Combustion device (1) for a gas turbine comprising at least a portion (12) having an inner and an outer wall (13, 14) with an interposed noise absorption plate (15) having a plurality of holes (16), said combustion device (1) further having first passages (17) connecting zones between the inner wall (13) and the plate (15) to the inner of the combustion device (1) and second passages (21) for cooling the inner wall (13), characterised by further comprising at least an inner layer (22) between the inner wall (13) and the plate (15) defining inner chambers (23), each connected to at least a first passage (17), and at least an outer layer (24) between the outer wall (14) and the plate (15) defining outer chambers (25) connected to the inner chambers (23) via the holes (16) of the plate (15).
Combustion device (1) as claimed in claim 1, characterised in that said inner wall (13), inner layer (22), plate (15), outer layer (24) and outer wall (14) lay one over the other to define a layered structure.
Combustion device (1) as claimed in claim 2, characterised in that said inner wall (13), inner layer (22), plate (15), outer layer (24) and outer wall (14) are brazed together.
Combustion device (1) as claimed in claim 2, characterised in that the inner layer (22) in made in a separate piece from the inner wall (13).
Combustion device (1) as claimed in claim 2, characterised in that the outer layer (24) is made in one piece with or in a separate piece from the outer wall (14).

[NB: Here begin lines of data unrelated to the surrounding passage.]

PR #2278, opened 2026-05-02
Add pycroscope to the conformance suite

JelleZijlstra:


conformance/pyproject.toml
```diff
@@ -4,6 +4,7 @@ version = "0.1.0"
 requires-python = "==3.12.*"
 dependencies = [
     "mypy",
+    "pycroscope==0.4.0",
```
AlexWaygood: Pinning it here as well as in uv.lock probably means that `uv lock --upgrade-package=pycroscope` won't work.

Speaking of, you probably want to add pycroscope here too (though I generally just run `uv lock --upgrade-package=ty` manually when updating ty's results): https://github.com/python/typing/blob/6483940ffaf4ab6b515513fbda8b81661372e2f3/conformance/scripts/bump_type_checkers.py#L10

AlexWaygood (approved):

conformance/uv.lock
```diff
@@ -170,6 +206,7 @@ dependencies = [
 [package.metadata]
 requires-dist = [
     { name = "mypy" },
+    { name = "pycroscope", specifier = "==0.4.0" },
```
AlexWaygood: Maybe it doesn't matter, but this looks stale now that you've removed the specifier from pyproject.toml

JelleZijlstra: I didn't want to figure out the uv invocation to update it, and bump_type_checkers.py updated some other stuff, so I made #2279 first to bump the others.

JelleZijlstra: I suppose I could have edited the file manually

AlexWaygood (approved):

PR #2279, opened 2026-05-02
Bump type checkers

JelleZijlstra:
Pyrefly, ty, and zuban all pass one more test now.


conformance/results/ty/generics_defaults.toml
AlexWaygood, line 1: Not totally sure (I'm on my phone), but we might be able to remove the line in the `notes` field here about not fully supporting defaults for `ParamSpec`?

AlexWaygood (approved):

conformance/results/ty/generics_defaults.toml
JelleZijlstra: The error ```generics_defaults.py:200:17: error[invalid-type-form] The first argument to `Callable` must be either a list of types, ParamSpec, Concatenate, or `...` ``` is still something with ParamSpecs. That line is just `y: Callable[P, None]` where P is a ParamSpec with a default.

AlexWaygood: IIRC I _think_ the root cause of that one is that the class is generic over a TypeVarTuple as well as a ParamSpec, and we still don't support TypeVarTuple at all, so that confuses us. (I don't feel strongly about this being updated here now though, it doesn't matter that much.)

JelleZijlstra: Ah true, I didn't notice that.

AlexWaygood (approved):
You gotta regen the html file now, but LGTM other than that!

PR #2282, opened 2026-05-10
Update ty results for v0.0.35

charliermarsh:


conformance/results/ty/overloads_consistency.toml
AlexWaygood, line 1: We pass all tests here, so I think "Pass" is accurate. However, I might add a `notes` field that points out that we currently only do the check for non-generic functions. (You'll need to regen the HTML file afterwards -- our conformance will be displayed as "Pass*" in the rendered HTML, and the `notes` message will display as a tooltip when folks hover over the cell.)

AlexWaygood (approved):

conformance/results/ty/overloads_consistency.toml
JelleZijlstra: I suspect ty isn't alone in that, type checkers are OK with https://github.com/JelleZijlstra/unsoundness/blob/main/examples/overload/generic_overlap.py#L6-L11 after all (we were just talking about that case on pydis).

JelleZijlstra (approved):

conformance/results/ty/overloads_consistency.toml
AlexWaygood: Right... ty is the only type checker not to complain about this, for example, though:

```py
from typing import overload

@overload
def mixed_generic[T](x: T) -> T: ...
@overload
def mixed_generic(x: int) -> int: ...
def mixed_generic(x: str) -> object:
    return x
```

Multiplay gist: 10c760796b5da6d1614ec8341c0fc3bc

PR #2287, opened 2026-05-16
added variance inference test with method scoped type variable

### LINKED ISSUE #2281: [Conformance/Spec] Type Checker Divergence in Variance Inference
**Update:** Since v0.0.36 `ty` now also considers `Foo` covariant in `T` in the example below

Currently, all type checkers pass the [`generics_variance_inference` portion of the conformance test suite](https://htmlpreview.github.io/?https://github.com/python/typing/blob/main/conformance/results/results.html). However, there is some divergence with generic methods that have bound self-type: 
[[mypy]](https://mypy-play.net/?gist=2b75369999f5d7278f1ff3ab56edd03c), [[pyright]](https://pyright-play.net/?code=MYGwhgzhAEBiD28DaAVAugLgFDV9AJgKYBm0A5oQC4AUEhIxAlNALQB80KG0AdHzniKkw%2BfEgDKaWvWLcEySQBpo8SgAtCAJ24gAlhEoS0ygPTN2cREe58eWLEOiVCBgPrB4ANzCbdYAHbAhNQ%2BZHJWuv6UaOYc8kjwAEYAVoTA0dh40JpUAK6a-tChuADE0AC2AJ4ADpXKAF65iQHKlJXcgDLkgPB-yrW%2BZGqUvZU5xCDt0ICg5F1AA), [[ty]](https://play.ty.dev/f6f5b8e9-9c4e-4ef4-a559-53662c76f5f1), [[pyrefly]](https://pyrefly.org/sandbox/?project=N4IgZglgNgpgziAXKOBDAdgEwEYHsAeAdAA4CeSIAxlKnHAAQBiuuA2gCoC6iAOuvQPqYYYegHMYAFwAUcGFDABKegFoAfPXaJ6hXX0FCR9VJkysAyp1nyw2niGZtL9gDT1ckgBYwATtscWnG4A9Mrq9PYBzkg6euh8wqKS8JIA%2BpS4AG6oPhAYlDDSOWL%2BLKwQ6JKcYRoBuNgAVjCUVbz8gj5SAK4%2B-MUCAMT0ALakZG4AXl3YGG6SpNqAMuSA8H9uZLlinpJrpJ1gUAv0gKDky3wgLiDrIgeEkrjDUBRDAAq716T0aFh4%2BPQZ6JAxD1UJIILh0IQ%2BENzDAYPQtpJiHBEMFgld9qRCLgfGJgjB0MFMLhKHBgv9AcDQeDgvQwNjjNloKhsLA-uCKT4QWD%2BLhiFT0HBIegyF5wSpMr44Nz6ABeCIgADMhAAjAAWex8Vi%2BHzYuCcPhddAQYbEbHJTAqTAQTotCAS2X0ADkEDE6GxMEdfDdkhUnQAjl1rTALQBrGCkFSoSgFOgOx0Adxy6E96BAAF8LlHQRLGNAYBQvjgCCRyGmgA)

```python
class Foo[T]:
    def get(self) -> T: ...
    def add[S](self: Foo[S], other: list[S], /) -> Foo[S]: ...

def test_covariance(arg: Foo[int]) -> Foo[object]:
    return arg  # mypy, zuban, ty: ❌️, pyright, pyrefly: ✅️
```

Following the [variance inference specification](https://typing.python.org/en/latest/spec/generics.html#variance-inference), I believe `Foo` should be covariant in `T`, which is what `pyright` and `pyrefly` say, because `Foo[Dummy].add` is assignable to `Foo[object].add`. Intuitively, since `S` is method and not class scoped, and `T` does not appear in the signature of `Foo.add`, it has no bearing on variance.

However, `mypy`, `ty` and `zuban` think `Foo` is invariant in `T`.  In https://github.com/python/mypy/pull/19466#discussion_r2432203931,  @ilevkivskyi argued that for an instance, `def add[S](self: Foo[S], other: list[S], /) -> Foo[S]: ...` is indistinguishable from `def add(self, other: list[T], /) -> Foo[T]: ...` and therefore `Foo` should be invariant in `T`.

This argumentation reveals another divergence between type checkers when it comes to subclassing generics: [[mypy]](https://mypy-play.net/?gist=0869df5e6345f426cba8dfe419ddbc5f), [[ty]](https://play.ty.dev/0e291fd1-d71f-4cd2-ae2f-5c1f8b58278a), [[pyrefly]](https://pyrefly.org/sandbox/?project=N4IgZglgNgpgziAXKOBDAdgEwEYHsAeAdAA4CeSIAxlKnHAAQBiuuA2gCoC6iAOuvQPqYYYegHMYAFwAUcGFDABKegFoAfPXaJ6hXX0FCR9VJkysAyp1nyw2niGZtL9gDT1ckgBYwATtqgQcJIWnG4A9Mrq9PaOIfbauoR8fNS0DOYArtjSsRDokpyKvPyCAMT0ALakZG4AXlkYbpKkbmQ%2BIlCk2oCg5IDwf62kPhBinpLagDLkvfqCwqImmNYKbh7efvQBQax5BZEa9pnY8Tq6IC4gbR2khJK4FVAU5QAKg5f0aFh4%2BPSUuOiQYhkfKhJBBfkl0OVzDAYPRRpJiHBEGEwhcwJ1CLgfGIwjB0GFMLhKHAwj8-sNAcDQXj6GBMcYAG6oaCobCwb6-f4UkG-dzEbnoODgsheX4qem%2BOBU%2BgAXmiIAAzIQAIwAFnsfFYvh8mLgnD4GXQEAqxExkhgmBUmAg7UoIPFMvoAHJhuhMTBHXxXZIVO0AI4Za3mlQAaxgpBUqEolHgDFljoA7qgfOgPegQABfM6Ru0wRjQGAUd44AgkcjpoA), [[pyright]](https://pyright-play.net/?code=MYGwhgzhAEBiD28DaAVAugLgFDV9AJgKYBm0A5oQC4AUEhIxAlNALQB80KG0AdHzniKkw%2BfEgDKaWvWLcEySQBpo8SgAtCAJ24gAlhEoS0ygPTN2cREe58eWLKEgxxAVwBG1eUl0A7SmkZsPGgAYmgAWwBPAAdI5QAvdzAfZUo46FjNEhBI7kBQckB4P%2BVM3TI1Sm5AGXICgVwhaBF8aQZlVQ1taD0Dbz8A1g5XNxs%2BIA)

```python
class Foo[T]:
    def get(self) -> T: ...
    def add[S](self: Foo[S], other: list[S], /) -> Foo[S]: ...

class Sub(Foo[int]):
    # mypy, zuban, ty, pyrefly: ✅️, pyright: ❌️
    def add(self, other: list[int]) -> Sub: ...
```

(I believe `pyright` is correct to error here, as for example a function that expects a `Foo[int]` could in principle try to call `type(arg).add(Foo[str](), ["a", "b", "c"])`)

Notably, if we remove the `self: Foo[S]` annotation, then the inference changes:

Combustion device (1) as claimed in claim 2, characterised in that the outer wall (14) has a plurality of holes (29) connecting a plenum (30) containing the combustion device (1) to the outer chamber (25).
Combustion device (1) as claimed in claim 2, characterised in that the second passages (21) open in a plenum (30) containing the combustion device (1) and pass through the layered structure.
Combustion device (1) as claimed in claim 7, characterised in that the second passages (21) are at least partly defined by aligned apertures realised at least in said outer wall (14), outer layer (24), plate (15) and inner layer (22).
Combustion device (1) as claimed in claim 8, characterised in that the second passages (21) have a portion extending parallel to the inner wall (13).
Combustion device (1) as claimed in claim 9, characterised in that the portion extending parallel to the inner wall (13) of the second passages (21) is adjacent and cools the inner wall (13).
Combustion device (1) as claimed in claim 8, characterised in that the second passages (21) open into the inner chambers (23).
Combustion device (1) as claimed in claim 8, characterised in that the second passages (21) open in the inner (18) of the combustion device (1).
Combustion device (1) as claimed in claim 12, characterised in that the outlets (32) of the second passages (21) at least partly encircle the inlets (33) of the first passages (17).
Combustion device (1) as claimed in claim 7, characterised in that at least some of the second passages (21) are at least partly defined by pipes (43) with outlet (44) facing the inner wall (13).